<<<<

PR #3525, opened 2026-06-18
fix(stepper): skip headings inside steps when calculating next step heading level

theletterf:
## Why

When a heading is manually added inside a stepper step, two problems occur: the *next* step renders at an inferior heading level, and the internal heading itself can collide with the step's own rendered level, producing invalid document structure.

## What

All steps in a stepper share the same preceding-heading context, so the level calculation now happens once in \`StepperBlock.FinalizeAndValidate()\` and is pushed to every child step. Because \`Descendants()\` is pre-order, looking backward from the stepper's position in the flat block list naturally lands on document-level predecessors only — no extra filtering needed.

After setting each step's level, \`AdjustInternalHeadings\` walks the step's \`HeadingBlock\` descendants (skipping headings inside nested steps, which are handled by their own stepper). Any heading at a level ≤ the step's rendered level is automatically bumped to \`stepLevel + 1\`, and a \`Hint\` diagnostic is emitted at the heading's exact line telling the author what level to write instead.

Headings already deeper than the step are left untouched with no diagnostic.

### DIFF
--- a/tests/Elastic.Markdown.Tests/FileInclusion/HeadingOrderTests.cs
+++ b/tests/Elastic.Markdown.Tests/FileInclusion/HeadingOrderTests.cs
@@ -849,6 +849,110 @@ Step after h2 heading.
 }
 
 /// <summary>
+/// Tests that a heading at the same level as a step is auto-adjusted to one level deeper
+/// and that a hint diagnostic is emitted pointing to the heading.
+/// </summary>
+public class StepperWithInternalHeadingAtSameLevelTests(ITestOutputHelper output) : DirectiveTest<StepperBlock>(output,
+"""
+## Section
+
+:::::{stepper}
+
+::::{step} First Step
+### Internal Heading
+
+Some content under the internal heading.
+::::
+
+::::{step} Second Step
+This step should still be at the same level as First Step.
+::::
+
+:::::
+"""
+)
+{
+	[Fact]
+	public void ParsesBlock() => Block.Should().NotBeNull();
+
+	[Fact]
+	public void InternalHeadingIsAdjustedToOneLevelDeeper()
+	{
+		var toc = File.PageTableOfContent.Values.ToList();
+
+		// Should have: Section (2), First Step (3), Internal Heading (4, adjusted), Second Step (3)
+		// The step renders at h3. The ### inside it was also h3 (invalid — same level).
+		// It is auto-adjusted to h4.
+		toc.Should().HaveCount(4);
+
+		toc[0].Heading.Should().Be("Section");
+		toc[0].Level.Should().Be(2);
+
+		toc[1].Heading.Should().Be("First Step");
+		toc[1].Level.Should().Be(3, "step is one level deeper than the preceding h2");
+		toc[1].IsStepperStep.Should().BeTrue();
+
+		toc[2].Heading.Should().Be("Internal Heading");
+		toc[2].Level.Should().Be(4, "### inside an h3 step is adjusted to h4");
+		toc[2].IsStepperStep.Should().BeFalse();
+
+		toc[3].Heading.Should().Be("Second Step");
+		toc[3].Level.Should().Be(3);
+		toc[3].IsStepperStep.Should().BeTrue();
+	}
+
+	[Fact]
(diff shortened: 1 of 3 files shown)


reakaleek (approved):

florent-leborgne (commented):
Nice fix. One question though if I understand correctly what's being done...

If a heading inside of a step is at the same level than the step itself, should we respect it, or push it down one level?

If I understand this PR, it respects it, but this seems like an anti-pattern. I don't think we want:

```
#1 How to do something
##2 (stepper - step 1)
##2 manual section inside of step 1
##2 manual section inside of step 1
##2 (stepper - step 2)
##2 (stepper - step 2)
```

But rather:

```
#1 How to do something
##2 (stepper - step 1)
###3 manual section inside of step 1
###3 manual section inside of step 1
##2 (stepper - step 2)
##2 (stepper - step 2)
```

theletterf:
Ahhh, good point. Well, the correct behavior here would be to raise an exception, because the source defines a heading level, and changing it on build breaks expectations. I'm not even sure we want headings within steps at all. 

@reakaleek WDYT?

florent-leborgne:
Agree it's not a pattern we should use IMO as I also wrote in the thread, but if we do allow it, then we need to make it show correctly on the page. It might also help a few contributors to not run into errors because it might not be super easy to understand at first that :::step is going to turn into a heading (and that by consequence you need to offset your heading levels by 1 and essentially "skip" a level in terms of traditional markup), so if we can handle this automatically that makes it a simpler experience for everyone, and that enforces consistency in our docs

theletterf:
We could go for a graceful dynamic fix plus a Hint to suggest what the correct level should be. I'll test this.

theletterf (commented):
Fixed — capped `adjusted` at 6 with `Math.Min(stepLevel + 1, 6)`.

theletterf:
@florent-leborgne That's exactly what this PR now does now. Any heading inside a step that is at the same level or higher than the step's rendered level is automatically adjusted to `stepLevel + 1` (capped at h6). At the same time a `Hint` diagnostic is emitted at the exact line of the offending heading — so the author sees something like:

```
HINT: Heading level h4 inside a step renders at the same or higher level as the step itself (h4).
      It has been adjusted to h5 — write it as '#####' to avoid this hint.
      (docs/syntax/stepper.md:246)
```

The page renders correctly regardless, and the hint tells them exactly what to write to clean it up. The stepper docs also include a live example that intentionally triggers this hint on every build, so the behaviour is always exercised.

tests/Elastic.Markdown.Tests/FileInclusion/HeadingOrderTests.cs
```diff
@@ -848,6 +848,110 @@ public void StepperStepsInMainDocumentCalculateCorrectHeadingLevels()
...
+
+:::::
+"""
+)
+{
+	[Fact]
+	public void ParsesBlock() => Block.Should().NotBeNull();
+
+	[Fact]
+	public void DeepHeadingIsUntouched()
```
reakaleek, line 936: What happens to multiple levels within a step?

e.g.

```markdown
:::{step}
  ## Foo
  ### Bar
  #### Baz
:::
```

is every level increased based on the "base" level?

theletterf: Good question! The current behaviour only adjusts headings where `level <= stepLevel` — they all get bumped to `stepLevel + 1`. Headings already deeper are left untouched.

So for a step that renders as h3, your example would produce:
- `## Foo` → adjusted to h4
- `### Bar` → adjusted to h4
- `#### Baz` → left at h4

All three land at h4 — the relative hierarchy among the internal headings collapses. That's a known limitation of the simple "clamp to stepLevel+1" approach. For a single misplaced heading it works well; for a structured sub-hierarchy the author should write the correct levels from the start (they'll get a hint for each offending heading pointing to the fix).

theletterf: It's also a pattern we don't want to endorse :)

>>>>

▶ _Work to be completed_: Verbatim reproduction of the entries is required.

▶ _Completed task_:
PR #3525, opened 2026-06-18
fix(stepper): skip headings inside steps when calculating next step heading level

theletterf:
## Why

When a heading is manually added inside a stepper step, two problems occur: the *next* step renders at an inferior heading level, and the internal heading itself can collide with the step's own rendered level, producing invalid document structure.

## What

All steps in a stepper share the same preceding-heading context, so the level calculation now happens once in \`StepperBlock.FinalizeAndValidate()\` and is pushed to every child step. Because \`Descendants()\` is pre-order, looking backward from the stepper's position in the flat block list naturally lands on document-level predecessors only — no extra filtering needed.

After setting each step's level, \`AdjustInternalHeadings\` walks the step's \`HeadingBlock\` descendants (skipping headings inside nested steps, which are handled by their own stepper). Any heading at a level ≤ the step's rendered level is automatically bumped to \`stepLevel + 1\`, and a \`Hint\` diagnostic is emitted at the heading's exact line telling the author what level to write instead.

Headings already deeper than the step are left untouched with no diagnostic.

### DIFF
--- a/tests/Elastic.Markdown.Tests/FileInclusion/HeadingOrderTests.cs
+++ b/tests/Elastic.Markdown.Tests/FileInclusion/HeadingOrderTests.cs
@@ -849,6 +849,110 @@ Step after h2 heading.
 }
 
 /// <summary>
+/// Tests that a heading at the same level as a step is auto-adjusted to one level deeper
+/// and that a hint diagnostic is emitted pointing to the heading.
+/// </summary>
+public class StepperWithInternalHeadingAtSameLevelTests(ITestOutputHelper output) : DirectiveTest<StepperBlock>(output,
+"""
+## Section
+
+:::::{stepper}
+
+::::{step} First Step
+### Internal Heading
+
+Some content under the internal heading.
+::::
+
+::::{step} Second Step
+This step should still be at the same level as First Step.
+::::
+
+:::::
+"""
+)
+{
+	[Fact]
+	public void ParsesBlock() => Block.Should().NotBeNull();
+
+	[Fact]
+	public void InternalHeadingIsAdjustedToOneLevelDeeper()
+	{
+		var toc = File.PageTableOfContent.Values.ToList();
+
+		// Should have: Section (2), First Step (3), Internal Heading (4, adjusted), Second Step (3)
+		// The step renders at h3. The ### inside it was also h3 (invalid — same level).
+		// It is auto-adjusted to h4.
+		toc.Should().HaveCount(4);
+
+		toc[0].Heading.Should().Be("Section");
+		toc[0].Level.Should().Be(2);
+
+		toc[1].Heading.Should().Be("First Step");
+		toc[1].Level.Should().Be(3, "step is one level deeper than the preceding h2");
+		toc[1].IsStepperStep.Should().BeTrue();
+
+		toc[2].Heading.Should().Be("Internal Heading");
+		toc[2].Level.Should().Be(4, "### inside an h3 step is adjusted to h4");
+		toc[2].IsStepperStep.Should().BeFalse();
+
+		toc[3].Heading.Should().Be("Second Step");
+		toc[3].Level.Should().Be(3);
+		toc[3].IsStepperStep.Should().BeTrue();
+	}
+
+	[Fact]
(diff shortened: 1 of 3 files shown)


reakaleek (approved):

florent-leborgne (commented):
Nice fix. One question though if I understand correctly what's being done...

If a heading inside of a step is at the same level than the step itself, should we respect it, or push it down one level?

If I understand this PR, it respects it, but this seems like an anti-pattern. I don't think we want:

```
#1 How to do something
##2 (stepper - step 1)
##2 manual section inside of step 1
##2 manual section inside of step 1
##2 (stepper - step 2)
##2 (stepper - step 2)
```

But rather:

```
#1 How to do something
##2 (stepper - step 1)
###3 manual section inside of step 1
###3 manual section inside of step 1
##2 (stepper - step 2)
##2 (stepper - step 2)
```

theletterf:
Ahhh, good point. Well, the correct behavior here would be to raise an exception, because the source defines a heading level, and changing it on build breaks expectations. I'm not even sure we want headings within steps at all. 

@reakaleek WDYT?

florent-leborgne:
Agree it's not a pattern we should use IMO as I also wrote in the thread, but if we do allow it, then we need to make it show correctly on the page. It might also help a few contributors to not run into errors because it might not be super easy to understand at first that :::step is going to turn into a heading (and that by consequence you need to offset your heading levels by 1 and essentially "skip" a level in terms of traditional markup), so if we can handle this automatically that makes it a simpler experience for everyone, and that enforces consistency in our docs

theletterf:
We could go for a graceful dynamic fix plus a Hint to suggest what the correct level should be. I'll test this.

theletterf (commented):
Fixed — capped `adjusted` at 6 with `Math.Min(stepLevel + 1, 6)`.

theletterf:
@florent-leborgne That's exactly what this PR now does now. Any heading inside a step that is at the same level or higher than the step's rendered level is automatically adjusted to `stepLevel + 1` (capped at h6). At the same time a `Hint` diagnostic is emitted at the exact line of the offending heading — so the author sees something like:

```
HINT: Heading level h4 inside a step renders at the same or higher level as the step itself (h4).
      It has been adjusted to h5 — write it as '#####' to avoid this hint.
      (docs/syntax/stepper.md:246)
```

The page renders correctly regardless, and the hint tells them exactly what to write to clean it up. The stepper docs also include a live example that intentionally triggers this hint on every build, so the behaviour is always exercised.

tests/Elastic.Markdown.Tests/FileInclusion/HeadingOrderTests.cs
```diff
@@ -848,6 +848,110 @@ public void StepperStepsInMainDocumentCalculateCorrectHeadingLevels()
...
+
+:::::
+"""
+)
+{
+	[Fact]
+	public void ParsesBlock() => Block.Should().NotBeNull();
+
+	[Fact]
+	public void DeepHeadingIsUntouched()
```
reakaleek, line 936: What happens to multiple levels within a step?

e.g.

```markdown
:::{step}
  ## Foo
  ### Bar
  #### Baz
:::
```

is every level increased based on the "base" level?

theletterf: Good question! The current behaviour only adjusts headings where `level <= stepLevel` — they all get bumped to `stepLevel + 1`. Headings already deeper are left untouched.

So for a step that renders as h3, your example would produce:
- `## Foo` → adjusted to h4
- `### Bar` → adjusted to h4
- `#### Baz` → left at h4

All three land at h4 — the relative hierarchy among the internal headings collapses. That's a known limitation of the simple "clamp to stepLevel+1" approach. For a single misplaced heading it works well; for a structured sub-hierarchy the author should write the correct levels from the start (they'll get a hint for each offending heading pointing to the fix).

theletterf: It's also a pattern we don't want to endorse :)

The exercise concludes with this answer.